Oh, you are so sweet to offer and I wish it could be worked out. But actually, we arrive in Honolulu Thursday night but are stopping to visit our daughter (she attends UH) and won't check in until Sunday morning.  Now, if the front desk will keep the non-perishables, it'd be great.  But I don't want you to go thru any trouble.


----------



## Quadmaniac (Apr 30, 2013)

PM me your info and I can let them know you are coming in that day. Their fridges and freezers are huge so no problem. As long as they have your name and know when you are in, should not be a problem.

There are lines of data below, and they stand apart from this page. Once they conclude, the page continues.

PR #8348, opened 2018-12-02
PR: Stop using ci-helpers to simplify testing

ccordoba12:
This will also help us to check that the files in `requirements` are up to date and will reduce installation time on Appveyor (because it comes with Miniconda installed).


appveyor.yml
```diff
@@ -36,24 +23,25 @@ install:
       https://ci.appveyor.com/api/projects/$env:APPVEYOR_ACCOUNT_NAME/$env:APPVEYOR_PROJECT_SLUG/history?recordsNumber=50).builds | `
       Where-Object pullRequestId -eq $env:APPVEYOR_PULL_REQUEST_NUMBER)[0].buildNumber) { `
         throw "There are newer queued builds for this pull request, failing early." }
-  - "git clone git://github.com/astropy/ci-helpers.git"
-  - "powershell ci-helpers/appveyor/install-miniconda.ps1"
   - "SET PATH=%PYTHON%;%PYTHON%\\Scripts;%PATH%"
+  - "conda create -y -n test python=%PYTHON_VERSION%"
```
jnsebgosselin: It's not a review, it's a question. I hope you don't mind me asking here.

Instead of creating a new environment, would it have been ok to define the variable "PYTHON" in the matrix instead as PYTHON: "C:\\Miniconda27-x64" and `PYTHON: "C:\\Miniconda36-x64"`, respectively, for Python 2.7 and 3.6 and test directly in the base environment?

I think that may reduce the installation time, but I don't know if there is any downside to that.

goanpeca:
Yesss! I stopped using them a long time ago on my projects, they things more complicated at the end :-\

appveyor.yml
```diff
@@ -36,24 +23,25 @@ install:
...
   - "activate test"
-  # Install qtpy from Github
-  - "pip install git+https://github.com/spyder-ide/qtpy.git"
-  # Fix problems with latest pyqt
-  - "conda install pyqt=5.6*"
+  - "conda install -q -y -c spyder-ide --file requirements/conda.txt"
```
jnsebgosselin: I think the current version of conda install on AppVeyor is old, do you think that calling `conda update -q conda` is necessary? I'm doing it for my projects... but I don't know if I should or not.

jnsebgosselin: If you think this is not, I think I will stop doing that to reduce installation time.

ccordoba12: It seems newer versions of conda are very, very slow. So I'd prefer to leave it at its current version.

jnsebgosselin: Thank you very much for the insight.

PR #8360, opened 2018-12-04
PR: Change creationflags to prevent showing a cmd for pyls

### LINKED ISSUE #8066: cosmetic: the pyls process opens a black DOS windows under Windows10
trying under Windows Python-3.7.1rc1 under with spyder-master of 2018-10-13 (commit https://github.com/spyder-ide/spyder/commit/31f49d10ee407ea19b9bd78a14352f77869d2133)

The Python-langage-Server process opens a Dos window, that remains by default in front of Spyder screen.
Would it be possible to have an option to launch it hidden ?
image

dalthviz:
## Description of Changes

Change `creationflags` used for the start of the pyls server 

### Issue(s) Resolved

Fixes #8066 

### Affirmation


spyder/plugins/editor/lsp/client.py
```diff
@@ -124,7 +124,7 @@ def start(self):
                 ' '.join(self.server_args)))
             creation_flags = 0
             if WINDOWS:
-                creation_flags = subprocess.CREATE_NEW_PROCESS_GROUP
+                creation_flags = 0x08000000 # CREATE_NO_WINDOW
```
ccordoba12: Why not append to the previous flag instead of replacing it entirely? What does `subprocess.CREATE_NEW_PROCESS_GROUP` does?

dalthviz: Totally right, `CREATE_NEW_PROCESS_GROUP` makes possible to use os.kill() in the subprocess

dalthviz: This is what the docs say: 

>Windows: The signal.CTRL_C_EVENT and signal.CTRL_BREAK_EVENT signals are special signals which can only be sent to console processes which share a common console window, e.g., some subprocesses. Any other value for sig will cause the process to be unconditionally killed by the TerminateProcess API, and the exit code will be set to sig. The Windows version of kill() additionally takes process handles to be killed.

ccordoba12: Ok, thanks!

We will call the bell desk to come up to get they stuff, no problem


----------



## frank808 (May 1, 2013)

Quad- Just saw your post.  We were here right now.  Sorry to have missed you this past week maybe next time.

Ron- Yes the desk clerk gave us a room on the 11th floor last week and this week we are in the kona tower 7th floor.  This has been different for us these past 2 check ins.  It really surprised me both times!


----------



## Quadmaniac (May 1, 2013)

frank808 said:


> Quad- Just saw your post.  We were here right now.  Sorry to have missed you this past week maybe next time.
> 
> Ron- Yes the desk clerk gave us a room on the 11th floor last week and this week we are in the kona tower 7th floor.  This has been different for us these past 2 check ins.  It really surprised me both times!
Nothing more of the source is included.